BRIEF: Scan the lines below for the word "anything". Copy each line you find it in.

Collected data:

▼▼▼

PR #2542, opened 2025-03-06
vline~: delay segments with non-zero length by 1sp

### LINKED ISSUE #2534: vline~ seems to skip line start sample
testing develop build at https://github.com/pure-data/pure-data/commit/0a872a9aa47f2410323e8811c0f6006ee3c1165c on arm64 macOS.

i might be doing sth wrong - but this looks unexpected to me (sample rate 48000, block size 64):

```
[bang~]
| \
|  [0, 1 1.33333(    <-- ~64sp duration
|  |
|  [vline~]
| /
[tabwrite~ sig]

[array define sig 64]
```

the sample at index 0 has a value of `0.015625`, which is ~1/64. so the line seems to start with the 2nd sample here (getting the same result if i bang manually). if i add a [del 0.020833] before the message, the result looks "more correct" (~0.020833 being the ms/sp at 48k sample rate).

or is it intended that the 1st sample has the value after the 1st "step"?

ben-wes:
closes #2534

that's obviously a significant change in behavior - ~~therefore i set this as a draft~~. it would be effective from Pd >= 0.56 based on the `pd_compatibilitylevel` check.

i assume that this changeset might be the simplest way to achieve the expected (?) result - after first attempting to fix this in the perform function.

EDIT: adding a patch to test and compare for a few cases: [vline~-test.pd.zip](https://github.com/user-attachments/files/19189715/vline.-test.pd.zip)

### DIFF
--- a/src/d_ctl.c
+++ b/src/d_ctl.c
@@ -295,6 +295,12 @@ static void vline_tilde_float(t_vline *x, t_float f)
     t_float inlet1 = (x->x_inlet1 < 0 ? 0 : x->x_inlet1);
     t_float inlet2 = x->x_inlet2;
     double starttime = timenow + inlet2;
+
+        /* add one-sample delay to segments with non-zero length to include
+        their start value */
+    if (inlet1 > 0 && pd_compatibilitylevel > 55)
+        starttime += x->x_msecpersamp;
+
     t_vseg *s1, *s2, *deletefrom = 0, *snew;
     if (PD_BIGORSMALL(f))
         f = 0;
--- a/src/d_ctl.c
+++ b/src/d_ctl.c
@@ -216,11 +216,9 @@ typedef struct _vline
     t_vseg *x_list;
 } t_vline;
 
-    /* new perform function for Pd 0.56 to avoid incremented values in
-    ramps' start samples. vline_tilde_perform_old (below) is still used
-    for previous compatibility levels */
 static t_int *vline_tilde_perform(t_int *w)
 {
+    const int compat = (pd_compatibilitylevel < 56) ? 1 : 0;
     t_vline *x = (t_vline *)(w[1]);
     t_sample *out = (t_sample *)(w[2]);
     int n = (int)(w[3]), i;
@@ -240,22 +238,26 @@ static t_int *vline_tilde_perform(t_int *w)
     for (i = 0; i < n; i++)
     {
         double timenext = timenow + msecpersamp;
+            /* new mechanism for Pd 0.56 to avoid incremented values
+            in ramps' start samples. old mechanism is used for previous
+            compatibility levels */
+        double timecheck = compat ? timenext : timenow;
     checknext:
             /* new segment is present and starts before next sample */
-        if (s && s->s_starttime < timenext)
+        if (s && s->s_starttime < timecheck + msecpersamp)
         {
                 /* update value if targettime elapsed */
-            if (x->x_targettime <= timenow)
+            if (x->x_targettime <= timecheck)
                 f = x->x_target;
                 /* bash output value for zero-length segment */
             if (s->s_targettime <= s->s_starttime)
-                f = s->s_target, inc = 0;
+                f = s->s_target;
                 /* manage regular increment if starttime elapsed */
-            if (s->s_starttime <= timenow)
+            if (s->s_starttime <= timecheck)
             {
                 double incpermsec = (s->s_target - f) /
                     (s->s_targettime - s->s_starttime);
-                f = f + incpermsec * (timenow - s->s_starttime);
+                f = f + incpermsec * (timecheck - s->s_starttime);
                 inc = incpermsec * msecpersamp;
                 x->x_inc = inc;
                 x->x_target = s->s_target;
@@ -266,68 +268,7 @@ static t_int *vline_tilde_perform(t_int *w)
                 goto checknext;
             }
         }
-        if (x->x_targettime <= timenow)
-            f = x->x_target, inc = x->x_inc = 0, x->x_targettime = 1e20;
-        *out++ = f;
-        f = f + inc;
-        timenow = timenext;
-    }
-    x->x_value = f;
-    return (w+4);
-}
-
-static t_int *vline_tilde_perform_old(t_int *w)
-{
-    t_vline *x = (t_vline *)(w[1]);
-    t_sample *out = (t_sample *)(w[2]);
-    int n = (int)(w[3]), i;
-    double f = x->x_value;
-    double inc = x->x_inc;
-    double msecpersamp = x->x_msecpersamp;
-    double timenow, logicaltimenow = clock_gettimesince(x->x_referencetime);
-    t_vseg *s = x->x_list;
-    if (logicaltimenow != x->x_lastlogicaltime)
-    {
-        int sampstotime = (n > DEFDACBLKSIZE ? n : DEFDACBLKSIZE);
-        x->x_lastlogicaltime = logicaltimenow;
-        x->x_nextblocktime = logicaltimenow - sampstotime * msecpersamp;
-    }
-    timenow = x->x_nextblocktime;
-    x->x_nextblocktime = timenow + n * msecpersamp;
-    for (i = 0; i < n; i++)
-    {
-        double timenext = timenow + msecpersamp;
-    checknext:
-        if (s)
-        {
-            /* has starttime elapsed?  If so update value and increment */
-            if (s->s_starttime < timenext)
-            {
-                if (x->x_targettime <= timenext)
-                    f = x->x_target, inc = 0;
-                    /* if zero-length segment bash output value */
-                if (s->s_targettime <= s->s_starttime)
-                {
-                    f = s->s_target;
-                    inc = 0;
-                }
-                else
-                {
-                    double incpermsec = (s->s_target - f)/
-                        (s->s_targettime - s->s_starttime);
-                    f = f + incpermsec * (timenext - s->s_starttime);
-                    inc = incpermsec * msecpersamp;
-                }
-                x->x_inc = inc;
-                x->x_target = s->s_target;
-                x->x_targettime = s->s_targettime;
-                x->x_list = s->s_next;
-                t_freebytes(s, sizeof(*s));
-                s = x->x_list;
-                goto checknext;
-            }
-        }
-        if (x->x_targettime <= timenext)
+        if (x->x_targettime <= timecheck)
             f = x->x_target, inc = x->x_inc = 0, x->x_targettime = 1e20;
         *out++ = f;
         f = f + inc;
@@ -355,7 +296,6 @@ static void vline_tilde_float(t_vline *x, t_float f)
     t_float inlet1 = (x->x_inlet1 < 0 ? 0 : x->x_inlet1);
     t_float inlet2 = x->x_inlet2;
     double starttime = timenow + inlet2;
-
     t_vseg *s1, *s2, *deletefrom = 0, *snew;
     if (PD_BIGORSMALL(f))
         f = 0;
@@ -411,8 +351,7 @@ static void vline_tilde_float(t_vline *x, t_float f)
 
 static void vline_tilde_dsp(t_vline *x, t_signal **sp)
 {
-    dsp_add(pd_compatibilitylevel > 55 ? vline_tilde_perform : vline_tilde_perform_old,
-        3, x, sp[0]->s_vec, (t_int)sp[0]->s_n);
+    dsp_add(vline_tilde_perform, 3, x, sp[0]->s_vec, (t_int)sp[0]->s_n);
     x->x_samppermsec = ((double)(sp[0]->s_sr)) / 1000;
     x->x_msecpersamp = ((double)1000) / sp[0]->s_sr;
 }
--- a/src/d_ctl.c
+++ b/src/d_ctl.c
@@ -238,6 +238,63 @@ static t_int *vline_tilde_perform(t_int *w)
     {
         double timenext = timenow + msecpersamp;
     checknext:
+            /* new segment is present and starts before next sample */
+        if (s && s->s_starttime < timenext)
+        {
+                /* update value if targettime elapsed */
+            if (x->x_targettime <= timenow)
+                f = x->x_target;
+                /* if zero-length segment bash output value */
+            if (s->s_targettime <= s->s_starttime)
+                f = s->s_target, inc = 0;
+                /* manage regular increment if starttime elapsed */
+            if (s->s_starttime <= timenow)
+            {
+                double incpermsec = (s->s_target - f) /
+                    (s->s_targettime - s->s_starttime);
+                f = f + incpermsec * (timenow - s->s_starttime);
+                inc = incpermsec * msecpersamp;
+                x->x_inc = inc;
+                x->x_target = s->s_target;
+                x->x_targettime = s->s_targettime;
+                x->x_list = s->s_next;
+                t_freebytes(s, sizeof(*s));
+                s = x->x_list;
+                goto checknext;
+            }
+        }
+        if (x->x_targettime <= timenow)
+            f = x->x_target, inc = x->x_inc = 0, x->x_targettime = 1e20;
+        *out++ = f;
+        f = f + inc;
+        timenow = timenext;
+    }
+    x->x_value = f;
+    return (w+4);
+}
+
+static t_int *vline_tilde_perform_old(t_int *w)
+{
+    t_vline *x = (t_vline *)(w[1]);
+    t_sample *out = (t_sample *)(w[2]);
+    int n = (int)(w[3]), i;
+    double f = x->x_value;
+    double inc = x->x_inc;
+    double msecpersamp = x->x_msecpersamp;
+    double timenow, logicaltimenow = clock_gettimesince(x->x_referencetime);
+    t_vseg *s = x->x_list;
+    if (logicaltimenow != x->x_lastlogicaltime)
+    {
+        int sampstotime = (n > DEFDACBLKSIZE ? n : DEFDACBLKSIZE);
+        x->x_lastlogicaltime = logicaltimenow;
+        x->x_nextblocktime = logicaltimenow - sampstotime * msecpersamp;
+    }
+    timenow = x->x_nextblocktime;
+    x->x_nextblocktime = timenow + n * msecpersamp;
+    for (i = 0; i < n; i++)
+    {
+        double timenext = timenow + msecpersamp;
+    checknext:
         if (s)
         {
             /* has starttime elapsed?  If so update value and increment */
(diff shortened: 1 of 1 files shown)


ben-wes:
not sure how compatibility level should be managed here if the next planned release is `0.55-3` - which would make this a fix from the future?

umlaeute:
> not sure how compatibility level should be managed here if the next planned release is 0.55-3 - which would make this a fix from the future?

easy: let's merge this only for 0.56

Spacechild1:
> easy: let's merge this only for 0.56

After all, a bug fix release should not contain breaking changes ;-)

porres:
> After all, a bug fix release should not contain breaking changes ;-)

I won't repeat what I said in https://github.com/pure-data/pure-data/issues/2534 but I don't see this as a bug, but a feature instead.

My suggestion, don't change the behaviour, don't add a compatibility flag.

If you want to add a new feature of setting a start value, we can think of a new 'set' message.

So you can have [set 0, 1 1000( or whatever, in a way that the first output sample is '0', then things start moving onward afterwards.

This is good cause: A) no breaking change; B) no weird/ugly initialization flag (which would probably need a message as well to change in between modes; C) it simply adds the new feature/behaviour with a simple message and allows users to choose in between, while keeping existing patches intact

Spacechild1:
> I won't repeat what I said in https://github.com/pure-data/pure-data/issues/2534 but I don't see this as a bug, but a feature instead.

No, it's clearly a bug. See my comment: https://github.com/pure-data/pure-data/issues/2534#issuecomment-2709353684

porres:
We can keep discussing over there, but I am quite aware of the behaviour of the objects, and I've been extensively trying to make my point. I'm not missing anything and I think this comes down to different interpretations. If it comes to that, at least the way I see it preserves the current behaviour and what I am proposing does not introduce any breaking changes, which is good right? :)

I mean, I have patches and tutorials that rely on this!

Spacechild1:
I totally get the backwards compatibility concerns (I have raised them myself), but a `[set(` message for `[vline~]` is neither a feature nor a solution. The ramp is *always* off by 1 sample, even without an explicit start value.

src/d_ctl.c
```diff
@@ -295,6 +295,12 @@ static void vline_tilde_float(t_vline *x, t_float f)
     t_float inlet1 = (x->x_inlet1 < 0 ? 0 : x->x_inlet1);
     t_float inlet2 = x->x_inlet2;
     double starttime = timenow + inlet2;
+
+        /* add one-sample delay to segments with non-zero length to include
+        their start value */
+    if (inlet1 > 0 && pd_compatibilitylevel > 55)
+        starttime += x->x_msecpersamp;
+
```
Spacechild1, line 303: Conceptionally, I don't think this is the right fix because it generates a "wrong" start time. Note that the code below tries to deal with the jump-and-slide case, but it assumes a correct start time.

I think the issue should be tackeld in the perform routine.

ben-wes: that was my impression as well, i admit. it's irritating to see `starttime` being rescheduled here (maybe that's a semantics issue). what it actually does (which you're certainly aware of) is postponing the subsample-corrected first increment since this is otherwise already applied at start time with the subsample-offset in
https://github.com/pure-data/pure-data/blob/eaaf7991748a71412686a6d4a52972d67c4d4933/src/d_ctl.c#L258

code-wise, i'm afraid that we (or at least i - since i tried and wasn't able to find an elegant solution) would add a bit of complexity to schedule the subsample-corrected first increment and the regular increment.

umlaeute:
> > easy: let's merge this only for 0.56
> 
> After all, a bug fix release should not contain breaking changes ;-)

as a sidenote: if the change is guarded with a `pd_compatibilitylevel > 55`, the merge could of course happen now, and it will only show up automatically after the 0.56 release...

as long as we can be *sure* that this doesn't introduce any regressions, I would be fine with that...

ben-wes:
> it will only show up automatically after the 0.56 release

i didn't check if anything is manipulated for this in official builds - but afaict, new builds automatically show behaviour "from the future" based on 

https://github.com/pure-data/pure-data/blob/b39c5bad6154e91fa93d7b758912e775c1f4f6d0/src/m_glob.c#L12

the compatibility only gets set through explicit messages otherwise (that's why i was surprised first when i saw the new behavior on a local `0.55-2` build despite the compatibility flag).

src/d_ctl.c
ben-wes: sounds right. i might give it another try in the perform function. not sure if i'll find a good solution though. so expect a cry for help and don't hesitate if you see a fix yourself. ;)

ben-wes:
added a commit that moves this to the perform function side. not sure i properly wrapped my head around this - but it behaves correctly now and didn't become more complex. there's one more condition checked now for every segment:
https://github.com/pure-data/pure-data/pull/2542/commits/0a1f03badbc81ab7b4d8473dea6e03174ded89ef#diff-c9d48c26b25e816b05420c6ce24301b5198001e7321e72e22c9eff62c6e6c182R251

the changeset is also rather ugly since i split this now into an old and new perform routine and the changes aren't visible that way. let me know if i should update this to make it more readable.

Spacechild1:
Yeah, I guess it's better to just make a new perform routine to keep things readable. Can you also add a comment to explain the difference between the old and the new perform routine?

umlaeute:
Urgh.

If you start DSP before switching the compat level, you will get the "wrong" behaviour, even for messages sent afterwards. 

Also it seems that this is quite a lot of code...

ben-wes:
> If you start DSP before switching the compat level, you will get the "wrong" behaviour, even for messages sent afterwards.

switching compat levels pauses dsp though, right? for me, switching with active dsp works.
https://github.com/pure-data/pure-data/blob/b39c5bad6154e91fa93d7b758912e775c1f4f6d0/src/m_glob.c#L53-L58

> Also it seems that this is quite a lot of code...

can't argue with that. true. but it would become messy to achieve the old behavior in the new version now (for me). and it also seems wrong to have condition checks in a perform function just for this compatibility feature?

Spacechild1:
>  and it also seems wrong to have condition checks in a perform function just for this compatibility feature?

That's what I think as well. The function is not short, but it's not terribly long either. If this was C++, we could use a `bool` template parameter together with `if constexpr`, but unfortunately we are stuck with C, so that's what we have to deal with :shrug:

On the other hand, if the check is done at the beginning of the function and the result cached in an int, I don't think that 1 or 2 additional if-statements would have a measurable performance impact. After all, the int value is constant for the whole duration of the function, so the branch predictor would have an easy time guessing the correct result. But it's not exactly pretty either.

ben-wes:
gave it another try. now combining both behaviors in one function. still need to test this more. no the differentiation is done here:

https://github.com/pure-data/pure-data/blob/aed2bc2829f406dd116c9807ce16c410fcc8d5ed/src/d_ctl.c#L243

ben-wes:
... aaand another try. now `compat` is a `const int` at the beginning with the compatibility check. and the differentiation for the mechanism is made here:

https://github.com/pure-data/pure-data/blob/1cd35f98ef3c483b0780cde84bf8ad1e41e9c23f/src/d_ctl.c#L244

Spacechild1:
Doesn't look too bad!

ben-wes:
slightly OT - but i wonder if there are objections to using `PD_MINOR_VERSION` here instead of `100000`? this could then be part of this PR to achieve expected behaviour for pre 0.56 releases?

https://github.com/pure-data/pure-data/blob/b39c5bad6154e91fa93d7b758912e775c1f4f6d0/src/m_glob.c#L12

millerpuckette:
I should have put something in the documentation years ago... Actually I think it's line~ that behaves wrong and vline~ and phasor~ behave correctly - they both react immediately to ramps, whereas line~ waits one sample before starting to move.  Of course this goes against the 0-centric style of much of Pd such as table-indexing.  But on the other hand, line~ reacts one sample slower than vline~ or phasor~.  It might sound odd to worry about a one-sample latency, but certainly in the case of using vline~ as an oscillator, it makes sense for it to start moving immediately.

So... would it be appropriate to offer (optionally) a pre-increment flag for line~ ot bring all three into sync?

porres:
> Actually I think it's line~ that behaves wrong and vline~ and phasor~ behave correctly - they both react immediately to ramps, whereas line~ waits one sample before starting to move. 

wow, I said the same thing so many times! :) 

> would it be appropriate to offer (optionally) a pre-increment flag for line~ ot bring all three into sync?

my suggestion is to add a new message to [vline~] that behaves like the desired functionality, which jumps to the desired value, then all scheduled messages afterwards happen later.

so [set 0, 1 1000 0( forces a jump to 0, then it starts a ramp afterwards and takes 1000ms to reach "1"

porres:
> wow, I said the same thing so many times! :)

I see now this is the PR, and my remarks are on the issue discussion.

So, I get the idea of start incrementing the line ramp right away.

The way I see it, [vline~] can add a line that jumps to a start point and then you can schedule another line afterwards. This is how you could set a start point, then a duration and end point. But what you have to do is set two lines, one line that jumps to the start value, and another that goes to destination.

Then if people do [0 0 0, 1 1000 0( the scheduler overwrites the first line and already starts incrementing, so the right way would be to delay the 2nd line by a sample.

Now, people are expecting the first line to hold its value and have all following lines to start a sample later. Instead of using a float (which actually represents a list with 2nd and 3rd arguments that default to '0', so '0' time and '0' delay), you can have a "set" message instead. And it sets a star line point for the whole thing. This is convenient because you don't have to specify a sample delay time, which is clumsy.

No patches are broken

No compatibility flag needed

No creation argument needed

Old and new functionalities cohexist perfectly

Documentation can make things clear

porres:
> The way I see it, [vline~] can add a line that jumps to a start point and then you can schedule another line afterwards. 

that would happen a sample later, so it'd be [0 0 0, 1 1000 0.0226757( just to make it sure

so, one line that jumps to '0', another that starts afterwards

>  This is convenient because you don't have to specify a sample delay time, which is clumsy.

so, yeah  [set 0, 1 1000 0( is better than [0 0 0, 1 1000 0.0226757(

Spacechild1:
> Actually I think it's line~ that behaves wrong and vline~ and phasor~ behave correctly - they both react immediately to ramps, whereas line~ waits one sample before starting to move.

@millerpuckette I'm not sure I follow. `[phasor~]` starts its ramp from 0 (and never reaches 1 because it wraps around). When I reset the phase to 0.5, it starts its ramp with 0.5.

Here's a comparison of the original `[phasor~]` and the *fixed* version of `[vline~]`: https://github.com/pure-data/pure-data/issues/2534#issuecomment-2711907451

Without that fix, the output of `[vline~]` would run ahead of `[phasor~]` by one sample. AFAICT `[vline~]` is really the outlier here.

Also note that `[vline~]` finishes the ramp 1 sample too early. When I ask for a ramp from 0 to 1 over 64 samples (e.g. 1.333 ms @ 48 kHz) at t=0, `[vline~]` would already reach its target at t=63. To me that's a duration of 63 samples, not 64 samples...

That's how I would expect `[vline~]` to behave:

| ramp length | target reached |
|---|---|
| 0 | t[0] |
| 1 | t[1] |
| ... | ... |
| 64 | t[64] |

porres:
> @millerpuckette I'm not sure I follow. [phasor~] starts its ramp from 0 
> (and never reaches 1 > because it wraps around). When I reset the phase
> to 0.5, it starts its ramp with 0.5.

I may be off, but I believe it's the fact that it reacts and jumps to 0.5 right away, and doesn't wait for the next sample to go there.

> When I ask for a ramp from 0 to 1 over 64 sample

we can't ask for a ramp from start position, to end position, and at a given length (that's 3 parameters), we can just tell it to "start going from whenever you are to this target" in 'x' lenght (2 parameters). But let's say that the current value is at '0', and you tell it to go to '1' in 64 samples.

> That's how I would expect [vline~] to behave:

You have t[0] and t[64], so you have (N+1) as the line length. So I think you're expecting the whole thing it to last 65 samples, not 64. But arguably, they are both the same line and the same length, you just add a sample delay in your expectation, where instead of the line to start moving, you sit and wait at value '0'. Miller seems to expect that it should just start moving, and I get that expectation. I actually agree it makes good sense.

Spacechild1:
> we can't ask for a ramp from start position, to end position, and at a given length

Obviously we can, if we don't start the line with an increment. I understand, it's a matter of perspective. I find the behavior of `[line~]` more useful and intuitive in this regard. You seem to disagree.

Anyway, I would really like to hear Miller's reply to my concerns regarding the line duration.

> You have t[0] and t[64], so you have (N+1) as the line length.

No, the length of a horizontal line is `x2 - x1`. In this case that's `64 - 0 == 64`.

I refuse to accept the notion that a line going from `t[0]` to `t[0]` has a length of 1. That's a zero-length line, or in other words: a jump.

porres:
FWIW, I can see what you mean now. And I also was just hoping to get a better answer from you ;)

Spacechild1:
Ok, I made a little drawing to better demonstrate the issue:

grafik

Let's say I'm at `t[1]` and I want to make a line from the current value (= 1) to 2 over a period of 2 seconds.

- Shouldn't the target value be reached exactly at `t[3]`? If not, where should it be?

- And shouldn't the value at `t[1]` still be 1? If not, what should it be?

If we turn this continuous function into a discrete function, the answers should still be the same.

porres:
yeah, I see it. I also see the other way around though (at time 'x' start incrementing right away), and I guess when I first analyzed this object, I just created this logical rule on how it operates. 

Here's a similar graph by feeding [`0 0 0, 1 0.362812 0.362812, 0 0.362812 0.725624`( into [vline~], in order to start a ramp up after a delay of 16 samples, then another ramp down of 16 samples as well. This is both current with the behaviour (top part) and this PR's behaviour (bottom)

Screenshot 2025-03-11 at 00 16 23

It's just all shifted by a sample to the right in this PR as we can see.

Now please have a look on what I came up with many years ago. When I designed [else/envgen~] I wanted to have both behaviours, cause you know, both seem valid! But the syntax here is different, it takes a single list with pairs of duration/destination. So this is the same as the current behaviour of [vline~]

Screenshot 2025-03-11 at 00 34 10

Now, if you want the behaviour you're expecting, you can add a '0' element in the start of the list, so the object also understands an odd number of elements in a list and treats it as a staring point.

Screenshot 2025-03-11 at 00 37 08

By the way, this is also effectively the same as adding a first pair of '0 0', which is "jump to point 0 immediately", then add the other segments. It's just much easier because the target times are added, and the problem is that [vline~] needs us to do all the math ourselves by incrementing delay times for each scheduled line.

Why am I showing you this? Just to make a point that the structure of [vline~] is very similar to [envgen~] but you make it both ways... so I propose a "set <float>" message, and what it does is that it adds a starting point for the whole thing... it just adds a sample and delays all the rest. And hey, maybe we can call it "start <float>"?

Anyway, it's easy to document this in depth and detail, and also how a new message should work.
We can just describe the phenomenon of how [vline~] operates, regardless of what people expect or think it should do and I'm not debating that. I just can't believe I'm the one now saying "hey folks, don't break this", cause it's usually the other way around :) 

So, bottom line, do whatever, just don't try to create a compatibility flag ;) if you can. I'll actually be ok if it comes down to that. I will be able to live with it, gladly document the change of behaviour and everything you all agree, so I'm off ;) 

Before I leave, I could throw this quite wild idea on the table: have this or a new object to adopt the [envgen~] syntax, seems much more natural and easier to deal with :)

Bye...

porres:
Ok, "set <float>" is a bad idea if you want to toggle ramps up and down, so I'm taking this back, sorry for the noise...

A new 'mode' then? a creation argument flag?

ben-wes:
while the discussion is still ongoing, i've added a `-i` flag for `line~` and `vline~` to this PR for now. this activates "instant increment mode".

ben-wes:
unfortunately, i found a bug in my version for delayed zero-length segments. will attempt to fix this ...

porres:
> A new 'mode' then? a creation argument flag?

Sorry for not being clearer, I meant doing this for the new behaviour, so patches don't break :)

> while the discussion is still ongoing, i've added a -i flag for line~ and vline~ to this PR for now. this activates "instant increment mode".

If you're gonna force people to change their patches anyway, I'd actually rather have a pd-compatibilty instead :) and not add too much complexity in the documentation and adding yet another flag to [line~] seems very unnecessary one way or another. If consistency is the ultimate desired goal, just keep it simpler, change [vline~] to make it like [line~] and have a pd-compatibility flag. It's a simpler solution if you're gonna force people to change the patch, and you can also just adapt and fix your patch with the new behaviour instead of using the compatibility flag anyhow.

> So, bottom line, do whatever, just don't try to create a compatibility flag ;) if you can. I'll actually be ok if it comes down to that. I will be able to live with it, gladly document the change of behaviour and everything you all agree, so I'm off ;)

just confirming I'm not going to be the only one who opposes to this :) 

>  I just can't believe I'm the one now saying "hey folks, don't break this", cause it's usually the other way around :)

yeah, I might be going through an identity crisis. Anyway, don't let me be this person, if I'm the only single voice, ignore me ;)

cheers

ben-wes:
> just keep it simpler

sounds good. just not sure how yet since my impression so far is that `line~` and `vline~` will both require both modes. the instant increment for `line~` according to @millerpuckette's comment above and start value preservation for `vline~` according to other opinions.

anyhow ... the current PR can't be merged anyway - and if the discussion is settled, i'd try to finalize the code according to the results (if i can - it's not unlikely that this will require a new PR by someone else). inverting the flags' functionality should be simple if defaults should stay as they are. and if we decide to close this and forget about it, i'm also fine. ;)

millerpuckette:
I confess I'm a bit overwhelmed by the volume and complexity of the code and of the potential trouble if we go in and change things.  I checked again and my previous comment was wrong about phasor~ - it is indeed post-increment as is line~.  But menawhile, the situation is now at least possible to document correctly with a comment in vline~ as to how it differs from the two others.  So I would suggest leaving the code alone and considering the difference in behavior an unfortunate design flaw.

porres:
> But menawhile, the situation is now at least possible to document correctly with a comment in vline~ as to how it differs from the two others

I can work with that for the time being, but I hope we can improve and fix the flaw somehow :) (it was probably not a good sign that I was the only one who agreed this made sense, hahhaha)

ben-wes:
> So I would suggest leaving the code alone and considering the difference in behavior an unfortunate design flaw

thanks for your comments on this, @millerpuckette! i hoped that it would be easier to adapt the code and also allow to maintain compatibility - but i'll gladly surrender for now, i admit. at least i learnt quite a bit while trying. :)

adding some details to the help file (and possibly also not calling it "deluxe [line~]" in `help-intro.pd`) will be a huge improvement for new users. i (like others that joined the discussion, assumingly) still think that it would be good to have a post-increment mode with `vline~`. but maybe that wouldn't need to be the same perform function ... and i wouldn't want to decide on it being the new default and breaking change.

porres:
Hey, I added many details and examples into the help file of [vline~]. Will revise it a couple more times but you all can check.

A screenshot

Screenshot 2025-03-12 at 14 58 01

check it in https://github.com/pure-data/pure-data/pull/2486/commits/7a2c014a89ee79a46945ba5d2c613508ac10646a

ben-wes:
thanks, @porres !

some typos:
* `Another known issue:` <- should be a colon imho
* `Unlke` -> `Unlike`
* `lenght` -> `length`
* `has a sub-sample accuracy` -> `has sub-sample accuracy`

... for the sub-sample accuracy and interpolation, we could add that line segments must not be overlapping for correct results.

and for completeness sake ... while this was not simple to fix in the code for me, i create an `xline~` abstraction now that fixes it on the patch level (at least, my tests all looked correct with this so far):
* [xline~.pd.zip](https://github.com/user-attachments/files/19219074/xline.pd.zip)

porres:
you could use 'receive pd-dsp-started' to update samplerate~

▲▲▲

ANSWER FOR THE TASK:
We can keep discussing over there, but I am quite aware of the behaviour of the objects, and I've been extensively trying to make my point. I'm not missing anything and I think this comes down to different interpretations. If it comes to that, at least the way I see it preserves the current behaviour and what I am proposing does not introduce any breaking changes, which is good right? :)
i didn't check if anything is manipulated for this in official builds - but afaict, new builds automatically show behaviour "from the future" based on 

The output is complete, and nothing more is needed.